“They don’t think that a company is going to come after them at any point,” says Christopher Thompson, a special agent on a cyber squad in the FBI’s office in Austin, Texas. “He said he was going to stop doing it and he didn’t.”
So the company, which has offices in Austin, called the FBI. The suspect was apparently lining his own pockets from “donations” and ads on his site while his pirated version of the game, “Lineage II,” was siphoning $750,000 a month in potential revenues from the company.
According to Agent Thompson, here’s how the scheme evolved:
In 2003, a computer user in China obtained the “Lineage” source code from an unprotected website.

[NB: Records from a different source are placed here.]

PR #2358, opened 2022-07-04
Generate docs.rs documentation with doc_auto_cfg

i509VCB:
- [ ] Tested on all platforms changed (Linux tested at least)

### DIFF
--- a/CHANGELOG.md
+++ b/CHANGELOG.md
@@ -27,6 +27,7 @@ And please only add new entries to the top of this list, right below the `# Unre
 - On macOS, added support for `WindowEvent::ThemeChanged`.
 - **Breaking:** Removed `WindowBuilderExtWindows::with_theme` and `WindowBuilderExtWayland::with_wayland_csd_theme` in favour of `WindowBuilder::with_theme`.
 - **Breaking:** Removed `WindowExtWindows::theme` in favour of `Window::theme`.
+- Enabled `doc_auto_cfg` when generating docs on docs.rs for feature labels.
 
 # 0.27.4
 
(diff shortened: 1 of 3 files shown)


MarijnS95 (changes requested):
Thanks for replicating https://github.com/rust-windowing/android-ndk-rs/pull/293 on the `winit` side, I almost forgot :grimacing:

i509VCB:
I guess I forgot this, but I have changed the pull request to use doc_auto_cfg

CHANGELOG.md
```diff
@@ -27,6 +27,7 @@ And please only add new entries to the top of this list, right below the `# Unre
 - On macOS, added support for `WindowEvent::ThemeChanged`.
 - **Breaking:** Removed `WindowBuilderExtWindows::with_theme` and `WindowBuilderExtWayland::with_wayland_csd_theme` in favour of `WindowBuilder::with_theme`.
 - **Breaking:** Removed `WindowExtWindows::theme` in favour of `Window::theme`.
+- Enable `doc_auto_cfg` when generating docs on docs.rs for feature labels.
```
MarijnS95, line 30: Seems `winit` changelog (unlike `glutin` and hopefully also `android-ndk-rs`) uses past tense in their changelog: this should probably be `Enabled`.

src/lib.rs
```diff
@@ -135,6 +135,10 @@
 #![deny(rustdoc::broken_intra_doc_links)]
 #![deny(clippy::all)]
 #![cfg_attr(feature = "cargo-clippy", deny(warnings))]
+// Enable doc_auto_cfg when generating docs.
```
MarijnS95, line 138: The user can read themselves that it is being enabled when the `docsrs` cfg is true, no need to paraphrase the code here.

Why don't you explain what it means/does instead? Otherwise, remove this line altogether.

MarijnS95 (approved):
Thanks!

madsmtm:
Thanks!

Issue #2359, opened 2022-07-04
Using `XI_Raw*`-events for input processing on X11 causes a risk of input-bind clashing between the Application and WM


MarcusGrass:
I wrote a WM and got a [bug report of weird scrolling behaviour using alacritty](https://github.com/MarcusGrass/pgwm/issues/1).

The issue:
Alacritty receives and acts upon input that should be grabbed.

What I believe is the cause:
Alacritty uses glutin which uses winit for input. Winit listens to `XI_Raw*` events which, according to [this ancient changelog](https://www.x.org/releases/X11R7.7/doc/inputproto/XI2proto.txt) are sent regardless of grab state. 
Using `XI_Raw*` means that if any Rust application built on winit has clashing input-bindings with a WM it'll cause a bug.
In this particular case, Mod+scroll to resize a window causes unwanted scrolling inside the window as well.

This isn't really a major bug and I'm guessing that there's a reason to use `XI_Raw*` over the alternatives. But if not, I think it'd be good to not use them to prevent clashes on X11

maroider:
The only "raw" event we use for scrolling is `XI_RawMotion`, but that only feeds into a `DeviceEvent`, which Alacritty (to my knowledge) ignores. I suspect that the issue has something to do with how we use `XI_Motion` for regular scroll events (we also use `XI_ButtonPress` and `XI_ButtonRelease`, but those shouldn't suffer from the "xinput2 ignores grab state for raw events" issue).

MarcusGrass:
I think it's the below code, since the scroll is a ButtonPressEvent on X11, and since winit uses XI_RAW I can't grab it
```Rust 
ffi::XI_RawButtonPress | ffi::XI_RawButtonRelease => {
                        let xev: &ffi::XIRawEvent = unsafe { &*(xev.data as *const _) };
                        if xev.flags & ffi::XIPointerEmulated == 0 {
                            callback(Event::DeviceEvent {
                                device_id: mkdid(xev.deviceid),
                                event: DeviceEvent::Button {
                                    button: xev.detail as u32,
                                    state: match xev.evtype {
                                        ffi::XI_RawButtonPress => Pressed,
                                        ffi::XI_RawButtonRelease => Released,
                                        _ => unreachable!(),
                                    },
                                },
                            });
                        }
                    }
```
![image](https://user-images.githubusercontent.com/34198073/177273721-2e09780a-3588-4a6f-ade0-f68f42bfb5fa.png)
[...]

PR #2362, opened 2022-07-05
Primarily use ButtonPress and ButtonRelease for mouse events

MarcusGrass:

(Sorry for the weird PR spam)

This change makes ButtonPresses like KeyPresses use regular events instead of XI-events which allows the scroll-button to be grabbed, the reason for wanting to do this is stated in https://github.com/rust-windowing/winit/issues/2359.

If I understood what's happening here correctly, and I might not have:
You cannot grab XI_Button events and still get regular Button events. XI uses motion for scrolling and doesn't count scrolling as a button press.
This leads to the problem where you can't grab scroll-keys as they aren't registered as being pressed when scrolling happens.

This change modifies that to make winit use regular ButtonPressEvents for scrolling and stops it listening for XI_Button events.
Interestingly there already was logic implemented for scrolling using buttons, but because XI doesn't count scrolling as buttons that logic was never activated, it's now used in the regular ButtonPress handling instead.

For extension devices not targeting the core-pointer scrolling behaviour should be the same, although that's hard to test.

Tested on x11 and now MouseWheel events only arrive if not grabbed. Additionally tested building glutin and then alacritty on top of this change and the problem is gone.

### DIFF
--- a/CHANGELOG.md
+++ b/CHANGELOG.md
@@ -64,6 +64,7 @@ And please only add new entries to the top of this list, right below the `# Unre
 - Fix on macOS `WindowBuilder::with_disallow_hidpi`, setting true or false by the user no matter the SO default value. 
 - `EventLoopBuilder::build` will now panic when the `EventLoop` is being created more than once.
 - Added `From<u64>` for `WindowId` and `From<WindowId>` for `u64`.
+- On X11, take mouse-events except motion from vanilla X11 instead of xinput2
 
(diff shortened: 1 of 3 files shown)


notgull:
Is there information lost when moving from `XIButtonPress` to `xproto`'s `ButtonPress`? That would be my main worry with this PR. Why can't `xinput` grab the scroll button?

kchibisov:
closing due to lack of activity.

PR #2364, opened 2022-07-06
Remove the deprecated `modifiers` field on several events

maroider:
It looks like the Web backend doesn't emit ModifiersChanged events at all right now. This has to be resolved before including this change upstream. I've elected to leave "modifier-querying" code in-place for now in order to avoid accidentally introducing any regressions.


kchibisov:
done upstream.

PR #2366, opened 2022-07-06
On Wayland send Focused(false) for new window

kchibisov:
On Wayland winit will always get an explicit focused event from the
system and will transfer it downstream. So send focused false to enforce
it.

--

This doesn't affect the end users, since they'll have explicit event and shouldn't make any assumption like if I documented that window is unfocused by default.

### DIFF
--- a/src/platform_impl/linux/wayland/window/mod.rs
+++ b/src/platform_impl/linux/wayland/window/mod.rs
@@ -254,6 +254,12 @@ impl Window {
 
         winit_state.window_map.insert(window_id, window_handle);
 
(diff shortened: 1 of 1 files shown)


kchibisov:
>This probably won't break user code, but it still feels very weird to me to just send a fake event like this.

Well, it's not a fake, since it's not focused. The problem is that downstream clients think that default focus is `true`. And I don't think we can just state, assume that the window isn't focused on startup. While I do like that the window isn't focused on startup statement, I don't think it'll work across all platforms become internally explicit.

Right now it solves issues on Wayland, since on Wayland the window isn't focused by default.

PR #2369, opened 2022-07-09
wayland: Add support for fractional scaling

mahkoh:

---

Depends on https://gitlab.freedesktop.org/wayland/wayland-protocols/-/merge_requests/143

### DIFF
--- a/src/platform_impl/linux/wayland/event_loop/mod.rs
+++ b/src/platform_impl/linux/wayland/event_loop/mod.rs
@@ -374,10 +374,11 @@ impl<T: 'static> EventLoop<T> {
             });
 
             for (window_id, window_compositor_update) in window_compositor_updates.iter_mut() {
-                if let Some(scale_factor) = window_compositor_update.scale_factor.map(|f| f as f64)
-                {
+                if let Some(scale_factor) = window_compositor_update.scale_factor {
                     let mut physical_size = self.with_state(|state| {
                         let window_handle = state.window_map.get(window_id).unwrap();
+                        *window_handle.scale_factor.lock().unwrap() = scale_factor;
+
                         let mut size = window_handle.size.lock().unwrap();
 
                         // Update the new logical size if it was changed.
@@ -409,6 +410,13 @@ impl<T: 'static> EventLoop<T> {
                 if let Some(size) = window_compositor_update.size.take() {
                     let physical_size = self.with_state(|state| {
                         let window_handle = state.window_map.get_mut(window_id).unwrap();
+
+                        if let Some(vp) = &window_handle.viewport {
+                            // If we have a viewport then we support fractional scaling. As per the
+                            // protocol, we have to set the viewport size of the requested size.
+                            vp.set_destination(size.width as _, size.height as _);
+                        }
+
                         let mut window_size = window_handle.size.lock().unwrap();
 
                         // Always issue resize event on scale factor change.
@@ -419,9 +427,8 @@ impl<T: 'static> EventLoop<T> {
                             None
                         } else {
                             *window_size = size;
-                            let scale_factor =
-                                sctk::get_surface_scale_factor(window_handle.window.surface());
-                            let physical_size = size.to_physical(scale_factor as f64);
+                            let scale_factor = window_handle.scale_factor();
+                            let physical_size = size.to_physical(scale_factor);
                             Some(physical_size)
                         };
 
--- a/src/platform_impl/linux/wayland/window/mod.rs
+++ b/src/platform_impl/linux/wayland/window/mod.rs
@@ -11,12 +11,14 @@ use raw_window_handle::{
     RawDisplayHandle, RawWindowHandle, WaylandDisplayHandle, WaylandWindowHandle,
 };
 use sctk::window::Decorations;
+use wayland_protocols::viewporter::client::wp_viewporter::WpViewporter;
 
 use crate::dpi::{LogicalSize, PhysicalPosition, PhysicalSize, Position, Size};
 use crate::error::{ExternalError, NotSupportedError, OsError as RootOsError};
 use crate::platform_impl::{
-    Fullscreen, MonitorHandle as PlatformMonitorHandle, OsError,
-    PlatformSpecificWindowBuilderAttributes as PlatformAttributes,
+    wayland::protocols::wp_fractional_scale_manager_v1::WpFractionalScaleManagerV1,
+    wayland::protocols::wp_fractional_scale_v1, Fullscreen, MonitorHandle as PlatformMonitorHandle,
+    OsError, PlatformSpecificWindowBuilderAttributes as PlatformAttributes,
 };
 use crate::window::{
     CursorGrabMode, CursorIcon, Theme, UserAttentionType, WindowAttributes, WindowButtons,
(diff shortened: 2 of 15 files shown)


mahkoh:
PS: I've noticed that winit never destroys any wayland objects. I've kept it that way with the new objects I've added.

kchibisov:
@mahkoh winit should destroy the surface via sctk iirc, unless sctk changed that?

I don't see anything wrong in destroying those, but there might be a reason why it's that way.

In general, unless the protocol will be accepted there won't be any action on that PR.

mahkoh:
>@mahkoh winit should destroy the surface via sctk iirc, unless sctk changed that?

I don't believe this applies to the wl_surface itself.

kchibisov:
>I don't believe this applies to the wl_surface itself.

Ah, I think it doesn't destroy it in the Window, since it's basically a handle, yeah, should do that, would you send a patch against master or I should do so?

mahkoh:
Please go ahead. I'll add destructor calls for the new objects I've add in this PR.

kchibisov:
@mahkoh it's being dropped here https://github.com/Smithay/client-toolkit/blob/f03c4b7dea89648dbcba43de80eb14687e0e9da8/src/shell/xdg.rs#L139, so no need for winit to drop it explicitly as well.

mahkoh:
`self.surface` refers to an xdg_surface not to a wl_surface.

kchibisov:
Hm, you're right. I've confused the place, but as well as the surface that is being dropped by sctk, since the one it's dropping is invisible one for decorations. So yeah, we should drop this surface in winit.

mahkoh:
Keep in mind that the wl_surface must be dropped after the xdg_surface. Otherwise a protocol error occurs.

mahkoh:
They continue to be rendered at integer scales (usually the fractional scale rounded up.) In my tests I did not see any problems with that.

kchibisov:
I mean, they should likely scale font if they do font rendering to account for that? That's not the with default sctk decorations, but it's the case with adwaita frame.

In general I'd not take any action further here, unless the protocol get merged and sctk get a release...

mahkoh:
>I mean, they should likely scale font if they do font rendering to account for that?

Yes, they scale the font at the next integer scale.

https://user-images.githubusercontent.com/1882250/179069105-e78bbdfa-7d93-4c0b-bf9b-c9af3ede5515.mp4

>In general I'd not take any action further here, unless the protocol get merged and sctk get a release...

This has nothing to do with sctk. It provides a strict improvement for the content of the window while leaving the frame unchanged.

mahkoh:
There will be at least one breaking change in the protocol: The scale type has been changed from fixed to uint with a denominator of 120. I will try to adapt this PR soon.

kchibisov:
@mahkoh I'd assume stabilization is soon™

mahkoh:
Incidentally working on rebasing this right now.

mahkoh:
The protocol has been accepted.

kchibisov:
@mahkoh I'd wait until the sway merges their stuff wrt fractional scaling so I'd have easier time testing it. Given that implementation isn't in wlroots yet it may take some time, but we're not in the rush anyway.

For now just schedule it for winit 0.28.

mahkoh:
Updated with the final protocol text. The SDL implementation has been merged: https://github.com/libsdl-org/SDL/pull/5906

What is the timeline for 0.28?

mahkoh:
Added the missing destroy calls for the add-on objects. See https://github.com/rust-windowing/winit/pull/2369#issuecomment-1179556061

kchibisov:
>What is the timeline for 0.28?

There's no timeline.

I'd basically wait for sway to get fractional scaling, if it won't and we'll be doing 0.28 I'll go back to it.

oxalica:
> I'd basically wait for sway to get fractional scaling, if it won't and we'll be doing 0.28 I'll go back to it.

Note that KDE/kwin [has already merged](https://invent.kde.org/plasma/kwin/-/merge_requests/2598) the implementation of fractional scaling and it would be available since the next release (5.27). I hope we can get it in soon.

src/platform_impl/linux/wayland/window/mod.rs
```diff
@@ -86,33 +91,64 @@ impl Window {
...
+        let mut viewport = None;
+        let mut scale_factor = 1.0;
+
+        let viewporter = event_loop_window_target.env.get_global::<WpViewporter>();
+        let fractional_scale_manager = event_loop_window_target
             .env
-            .create_surface_with_scale_callback(move |scale, surface, mut dispatch_data| {
+            .get_global::<WpFractionalScaleManagerV1>();
+
+        if let (Some(vp), Some(fsm)) = (viewporter, fractional_scale_manager) {
```
kchibisov, line 104: I think you could use full names other than `vp` and `fsm`.

src/platform_impl/linux/wayland/window/mod.rs
```diff
@@ -86,33 +91,64 @@ impl Window {
...
+                    .unwrap()
+                    .scale_factor = Some(scale as f64 / 120.0);
                 winit_state
                     .window_user_requests
                     .get_mut(&window_id)
                     .unwrap()
                     .refresh_frame = true;
+            });
+            fractional_scale = Some(fs.detach());
+            viewport = Some(vp.get_viewport(&surface).detach());
```
kchibisov, line 123: Maybe we should store them in some common struct like

```rust
struct FractionalScalingState {
  viewporter: Viewporter,
  fractional_scaling: FractionalScaling,
}
```

That should simplify a bunch of `Option` handling, since you have either both `None` or both `Some` at the same time.

src/platform_impl/linux/wayland/window/mod.rs
```diff
@@ -86,33 +91,64 @@ impl Window {
...
+        } else {
+            surface = event_loop_window_target
+                .env
+                .create_surface_with_scale_callback(move |scale, surface, mut dispatch_data| {
+                    let winit_state = dispatch_data.get::<WinitState>().unwrap();
 
-                // Set pending scale factor.
-                window_compositor_update.scale_factor = Some(scale);
+                    // Get the window that received the event.
```
kchibisov, line 130: You can extract all of that into a single free function `fn apply_scale(window_id, scale, dispatch_data)`, so you can use it in both fractional and normal path.

src/platform_impl/linux/wayland/window/mod.rs
kchibisov, line 104: You could do `let surface = if` here.

src/platform_impl/linux/wayland/event_loop/mod.rs
```diff
@@ -409,6 +410,13 @@ impl<T: 'static> EventLoop<T> {
                 if let Some(size) = window_compositor_update.size.take() {
                     let physical_size = self.with_state(|state| {
                         let window_handle = state.window_map.get_mut(window_id).unwrap();
+
+                        if let Some(vp) = &window_handle.viewport {
+                            // If we have a viewport then we support fractional scaling. As per the
+                            // protocol, we have to set the viewport size of the requested size.
```
kchibisov, line 416:
```suggestion
                            // If we have a viewport then we support fractional scaling. As per the
                            // protocol, we have to set the viewport size of the size prior scaling.
```

kchibisov (changes requested):
I haven't tested it, just reviewed based on the protocols specification.

kchibisov:
@mahkoh I could finish this PR myself given that everything is more of a codestyle rant. Just let me know (though I'd push anyway in-before release).

mahkoh:
Sorry I'm busy with work at the moment. If you could finish it that would be great.

kchibisov:
Applied.

Thanks.

PR #2370, opened 2022-07-09
On Wayland, drop wl_surface on window close

kchibisov:

r @mahkoh

### DIFF
--- a/src/platform_impl/linux/wayland/window/shim.rs
+++ b/src/platform_impl/linux/wayland/window/shim.rs
@@ -1,4 +1,5 @@
 use std::cell::Cell;
+use std::mem::ManuallyDrop;
 use std::sync::{Arc, Mutex};
 
 use sctk::reexports::client::protocol::wl_compositor::WlCompositor;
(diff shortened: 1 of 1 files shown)


mahkoh:
You could do this without unsafe by having a `SurfaceHolder` stored in WindowHandle after `window`. `SurfaceHolder` would then destroy the surface when dropped. Your code seems correct.

kchibisov:
@mahkoh I do like it with unsafe, since I'm being certain that way in which order rust will drop stuff, in fact that's what's ManuallyDrop was meant for. If I store after window I wouldn't be that certain.

mahkoh:
You could be certain because struct is specified to drop fields from top to bottom. Anyway, the current version is fine by me.

kchibisov:
>You could be certain because struct is specified to drop fields from top to bottom. Anyway, the current version is fine by me.

Yeah, but then some other folks who'll take a look at the code should be aware that ordering isn't changed, that way it's more clear. Though, it's a matter of opinion.

PR #2371, opened 2022-07-11
Reduce `WM_PAINT` messages of thread target window

### LINKED ISSUE #2367: Intense `WM_PAINT` msg in `thread_event_target_callback`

The proprietary code was then placed on the underground market, where a Texas man, among others, bought it in 2004. He then passed it along to his business partner in California, who set up a website,
www.l2extreme.com, to offer the “Lineage” game at a discount. Gamers arrived in droves—as many as 50,000 active users by 2006—which pinched the legitimate game’s bottom line.
“It’s comparable to the music-downloading and file-sharing problem in the late ‘90s—thousands of people engaging in activity that is inherently illegal,” Agent Thompson said.
The California man soon assumed full control of the site and ramped up operations. In late 2005, just months after promising to shut down the site, he rented more powerful servers—enough to accommodate 4,000 simultaneous gamers. He solicited donations from users to help defray the costs and collected more than $25,000 in less than two days.